For the above given binary tree:

1 is the root node, we say its horizontal distance = 0.

Since 2 lies to the left of 1, its horizontal distance from 1 is 0-1= -1

3 lies to the right of 1, its horizontal distance = 0+1 = 1

Similarly, horizontal distance of 4 = Horizontal distance of 2 - 1= -1-1=-2

Horizontal distance of 5 = Horizontal distance of 2 + 1= -1+1 = 0

Horizontal distance of 6 = Horizontal distance of 3 - 1 i.e 1-1 =0

Horizontal distance of 7 = Horizontal distance of 3 +1 i.e 1+1 = 2

So Nodes at horizontal distance -2 = 4 , Sum=4,

Nodes at horizontal distance -1 = 2 , Sum=2,

Nodes at horizontal distance 0 = 1,5,6 ,Sum=12 (1+5+6),

Nodes at horizontal distance 1= 3 , Sum=3,

And Nodes at horizontal distance 2= 7, Sum=7

So the final answer is 4 2 12 3 7

**Algorithm :** -

- So we use a map having {horizontalDistance,sumOfNodes} as the key-value pair.
- Now on traversing the tree, we check whether the current calculated horizontal distance is present on the map.
- If it is present on the map, we increment that key’s value by the node value.
- Otherwise, we make a new key, value pair in the map having the current horizontal distance as the key and the node value as its value.
- Then we move on to traverse the remaining subtree.
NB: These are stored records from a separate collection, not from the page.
PR #1804, opened 2026-07-09
fix(ci): unblock main CI — Linux Docker SSH, Windows jemalloc, clippy needless_return

omersadika:
The `release/1.2.0-test1` dispatch ([run 29013707089](https://github.com/dwallet-labs/ika/actions/runs/29013707089)) failed on **Linux (x64+arm64)** and **Windows**, while macOS passed. Two independent, pre-existing bugs — neither caused by any code change; the test release just happened to exercise these paths.

## 1. Linux Docker builds — private-repo SSH auth
```
failed to authenticate when downloading repository: git@github.com:dwallet-labs/inkrypto
  * attempted ssh-agent authentication, but no usernames succeeded: `git`
```
`docker/builder/Dockerfile` writes the deploy key to `~/.ssh/id_ed25519` and sets an `insteadOf` SSH URL rewrite — the **git-CLI** auth path. But `cargo fetch` uses its default **libgit2** transport, which only tries **ssh-agent** (none in the container) and never reads the on-disk key. The workflow sets `CARGO_NET_GIT_FETCH_WITH_CLI=true` at *runner-env* level, but that doesn't cross into `docker build`.

**Fix:** set `ENV CARGO_NET_GIT_FETCH_WITH_CLI=true` inside the image, so cargo shells out to the git CLI (which honors the key + rewrite).

*Why macOS passed:* native runners inherit the runner env, so cargo already used the git CLI there — clean A/B confirmation.

## 2. Windows build — jemalloc compiled on MSVC
```
error: failed to run custom build command for `tikv-jemalloc-sys v0.5.4`
  configure: error: C compiler cannot create executables
```
The `#[global_allocator]` is already `cfg(not(target_env = "msvc"))`-gated in source, and `tikv-jemalloc-ctl` is target-gated in `Cargo.toml` — but `tikv-jemallocator` itself sat in plain `[dependencies]`, so its `-sys` crate still compiled on Windows (and jemalloc's autotools `configure` fails under MSVC).

**Fix:** move `tikv-jemallocator` into the existing `cfg(not(target_env = "msvc"))` section, mirroring `tikv-jemalloc-ctl`. jemalloc is unchanged on Linux/macOS.

## Verification
- `cargo tree --target x86_64-pc-windows-msvc -i tikv-jemalloc-sys`: **present before → absent after** (causal A/B).
- `cargo tree --target x86_64-unknown-linux-gnu -i tikv-jemalloc-sys`: still present (jemalloc kept).
- Host build still wires `tikv-jemallocator`; manifest parses; no `Cargo.lock` churn.

## Not included / follow-ups
- `crates/ika-node/Cargo.toml` has the **same latent** ungated `tikv-jemallocator` (line 35), but ika-node is **Linux-only** in the release so it doesn't fail today. Left out to keep this surgical — happy to gate it too for consistency if wanted.
- The proper validation is a re-dispatched release build (`network=testnet, version=1.2.0-test2`) after this merges.

### DIFF
--- a/crates/dwallet-mpc-centralized-party/src/lib.rs
+++ b/crates/dwallet-mpc-centralized-party/src/lib.rs
@@ -1214,11 +1214,9 @@ fn protocol_public_parameters_from_reconfiguration_output(
         bcs::from_bytes(&reconfiguration_dkg_public_output)?;
 
     match &reconfiguration_dkg_public_output {
-        VersionedDecryptionKeyReconfigurationOutput::V1(_) => {
-            return Err(anyhow::anyhow!(
-                "V1 reconfiguration outputs are no longer supported"
-            ));
-        }
+        VersionedDecryptionKeyReconfigurationOutput::V1(_) => Err(anyhow::anyhow!(
+            "V1 reconfiguration outputs are no longer supported"
+        )),
         VersionedDecryptionKeyReconfigurationOutput::V2(public_output_bytes) => {
             // bwd-compat reconfig output shape.
             let public_output: <twopc_mpc::decentralized_party_backward_compatible::reconfiguration::Party as mpc::Party>::PublicOutput =
--- a/crates/ika-node/Cargo.toml
+++ b/crates/ika-node/Cargo.toml
@@ -32,7 +32,6 @@ path = "src/bin/ika-notifier.rs"
 [dependencies]
 anemo.workspace = true
 dwallet-mpc-types.workspace = true
-tikv-jemallocator = { workspace = true, optional = true }
 anemo-tower.workspace = true
 arc-swap.workspace = true
 axum.workspace = true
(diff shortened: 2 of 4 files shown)


omersadika:
Added a third fix to this PR (scope now covers all currently-red `main` CI, not just the release builds):

**3. Clippy `-D warnings` failure on `main`** ([run 29017214620](https://github.com/dwallet-labs/ika/actions/runs/29017214620/job/86115084101))
```
error: unneeded `return` statement
  --> crates/dwallet-mpc-centralized-party/src/lib.rs:1218
```
`protocol_public_parameters_from_reconfiguration_output`'s V1 match arm used `return Err(...);` while the `match` is the function's tail expression and the V2/V3 arms yield a value. Changed it to a tail `Err(...)`.

Verified: `cargo clippy -p dwallet-mpc-centralized-party --all-targets --all-features -- -D warnings` → exit 0 (was: 1 error). `cargo fmt` clean.

omersadika:
Also folded in the **`ika-node` jemalloc gating** (the previously-noted follow-up): its `tikv-jemallocator` had the identical ungated pattern. Now gated to `cfg(not(target_env = "msvc"))` like `ika`. It's Linux-only in the release so it wasn't failing, but this keeps the two crates consistent and future-proofs a Windows/node build.

Verified same as `ika`: jemalloc-sys absent on windows-msvc, present on linux, still wired on host, manifest parses, no Cargo.lock churn.

Commits now on this branch:
- Docker git-CLI fetch (Linux SSH auth)
- `ika` jemalloc msvc-gate (Windows)
- clippy needless_return (main CI)
- `ika-node` jemalloc msvc-gate (consistency)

We have to pass the horizontal distance as an argument while traversing the tree.
- Note that the horizontal distance gets increased by 1 when we move to a right child whereas it gets decreased by 1 when we move to a left child.
- When the tree is completely traversed, we traverse the map and print the map values in the order of least horizontal distance value to the greatest horizontal distance value.

We will use an ordered map as we need to print the sequence in the sorted order of horizontal distance.

The idea is to use a Doubly Linked list (DLL) in which nodes are ordered according to the horizontal distance of the nodes from the root and store the sum of values of nodes at the same horizontal distance in the same node of the Doubly Linked List.

This approach is similar to the previous approach but in this, we will be storing the sum of values in a Doubly Linked List and not in a map.

We need to use a helper function to traverse the Binary Tree having the pointer to the current node of the binary tree and the current node of the DLL as the argument.

Note that DLL_Node is the current DLL node whereas TreeNode is the current Binary Tree node.

In our helper function, we will first increment the DLL_Node value by TreeNode value.

The remaining working of the helper function can be divided into 4 cases:

- If Treenode-> left !=NULL
- If (DLL_Node)->prev=NULL
- We create a new Node having value 0 and insert it into the behind DLL_Node and call helper function for TreeNode->left and (DLL_node)->prev

- If (DLL_Node)->prev!=NULL, we call the helper function for TreeNode-> left and ( DLL_Node)->prev.

- If (DLL_Node)->prev=NULL
- If Treenode->right!=NULL
- If (DLL_Node)->next=NULL
- We create a new Node having value 0 and insert it into the DLL ahead of DLL_Node and call helper function for TreeNode->right and (DLL_node)->next

- If (DLL_Node)->next=NULL
- if (DLL_Node)->next!=NULL

We call the helper function for TreeNode-> right and ( DLL_Node)->next .

In our primary function, we need to create a new DLL node and will pass it to our helper function. After running the helper function, we will start traversing from the start of DLL and print its node values i.e our vertical sums.